● SUPPLIED MATERIAL:

-=-=-

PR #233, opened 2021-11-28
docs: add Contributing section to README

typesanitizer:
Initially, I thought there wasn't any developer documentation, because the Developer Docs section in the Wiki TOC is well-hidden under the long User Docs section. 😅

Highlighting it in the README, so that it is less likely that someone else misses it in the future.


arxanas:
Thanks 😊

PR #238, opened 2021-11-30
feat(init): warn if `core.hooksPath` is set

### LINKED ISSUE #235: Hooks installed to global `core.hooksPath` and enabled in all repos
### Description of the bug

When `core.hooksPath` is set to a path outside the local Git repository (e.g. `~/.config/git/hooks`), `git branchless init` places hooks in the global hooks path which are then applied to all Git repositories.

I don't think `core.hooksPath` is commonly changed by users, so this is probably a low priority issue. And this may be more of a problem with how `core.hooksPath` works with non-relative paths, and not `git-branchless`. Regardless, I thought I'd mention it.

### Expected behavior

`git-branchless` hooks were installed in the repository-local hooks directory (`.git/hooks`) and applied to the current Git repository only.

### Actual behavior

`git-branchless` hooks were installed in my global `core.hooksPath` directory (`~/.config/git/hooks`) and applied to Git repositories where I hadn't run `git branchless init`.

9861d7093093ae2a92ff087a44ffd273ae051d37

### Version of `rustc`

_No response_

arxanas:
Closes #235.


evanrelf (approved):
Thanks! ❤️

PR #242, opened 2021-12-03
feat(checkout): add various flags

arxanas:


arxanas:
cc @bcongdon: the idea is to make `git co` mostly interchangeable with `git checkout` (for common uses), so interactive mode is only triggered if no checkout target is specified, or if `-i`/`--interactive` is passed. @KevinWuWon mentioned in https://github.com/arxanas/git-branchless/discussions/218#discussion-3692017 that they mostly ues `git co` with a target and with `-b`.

-=-=-

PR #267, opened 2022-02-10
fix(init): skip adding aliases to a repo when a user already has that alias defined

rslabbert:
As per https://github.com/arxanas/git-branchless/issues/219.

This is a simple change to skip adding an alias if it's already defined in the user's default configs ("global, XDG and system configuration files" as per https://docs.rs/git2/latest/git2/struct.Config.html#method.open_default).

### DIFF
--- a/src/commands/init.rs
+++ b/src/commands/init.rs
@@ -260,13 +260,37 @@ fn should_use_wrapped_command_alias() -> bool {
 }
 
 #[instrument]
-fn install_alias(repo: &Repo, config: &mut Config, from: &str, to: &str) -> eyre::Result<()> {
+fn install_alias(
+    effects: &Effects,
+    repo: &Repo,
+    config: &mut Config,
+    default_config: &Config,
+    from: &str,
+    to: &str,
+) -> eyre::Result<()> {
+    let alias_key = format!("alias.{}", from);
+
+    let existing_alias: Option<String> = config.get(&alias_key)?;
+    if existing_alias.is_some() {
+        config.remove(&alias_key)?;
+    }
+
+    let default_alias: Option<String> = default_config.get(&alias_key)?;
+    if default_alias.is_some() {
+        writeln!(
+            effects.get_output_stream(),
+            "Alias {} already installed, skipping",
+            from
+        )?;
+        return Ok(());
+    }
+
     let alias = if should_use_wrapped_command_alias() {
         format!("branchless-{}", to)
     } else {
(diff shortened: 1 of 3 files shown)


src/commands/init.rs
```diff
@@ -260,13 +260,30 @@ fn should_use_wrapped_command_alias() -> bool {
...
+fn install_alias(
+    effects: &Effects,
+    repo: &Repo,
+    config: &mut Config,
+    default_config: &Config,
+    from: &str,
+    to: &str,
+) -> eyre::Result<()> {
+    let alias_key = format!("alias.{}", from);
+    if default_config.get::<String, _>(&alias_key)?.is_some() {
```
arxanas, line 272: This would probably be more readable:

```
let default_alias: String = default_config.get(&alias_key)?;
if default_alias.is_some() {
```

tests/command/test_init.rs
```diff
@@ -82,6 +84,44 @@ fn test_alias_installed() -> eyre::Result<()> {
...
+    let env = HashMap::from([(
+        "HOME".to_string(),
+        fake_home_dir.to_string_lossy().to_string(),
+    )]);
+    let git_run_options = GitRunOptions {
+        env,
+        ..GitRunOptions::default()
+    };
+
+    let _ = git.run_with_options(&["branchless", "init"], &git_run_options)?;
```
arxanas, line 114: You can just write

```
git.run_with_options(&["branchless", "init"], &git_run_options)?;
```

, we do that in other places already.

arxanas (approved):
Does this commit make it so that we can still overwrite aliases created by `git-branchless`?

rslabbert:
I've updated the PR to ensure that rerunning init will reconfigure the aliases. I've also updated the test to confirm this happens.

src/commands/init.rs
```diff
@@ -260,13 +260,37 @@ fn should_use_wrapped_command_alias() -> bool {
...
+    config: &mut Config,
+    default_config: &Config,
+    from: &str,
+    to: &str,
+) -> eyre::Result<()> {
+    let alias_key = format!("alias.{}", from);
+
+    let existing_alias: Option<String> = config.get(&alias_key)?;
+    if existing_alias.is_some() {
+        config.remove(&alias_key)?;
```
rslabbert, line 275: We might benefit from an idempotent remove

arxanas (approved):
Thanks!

-=-=-

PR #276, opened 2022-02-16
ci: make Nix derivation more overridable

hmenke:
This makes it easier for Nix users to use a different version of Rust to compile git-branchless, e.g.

-=-=-

● WHAT THE TASK ASKS: In the data above, which lines include "local"? Return those lines.

● ANSWER TO THIS EXERCISE:
When `core.hooksPath` is set to a path outside the local Git repository (e.g. `~/.config/git/hooks`), `git branchless init` places hooks in the global hooks path which are then applied to all Git repositories.
`git-branchless` hooks were installed in the repository-local hooks directory (`.git/hooks`) and applied to the current Git repository only.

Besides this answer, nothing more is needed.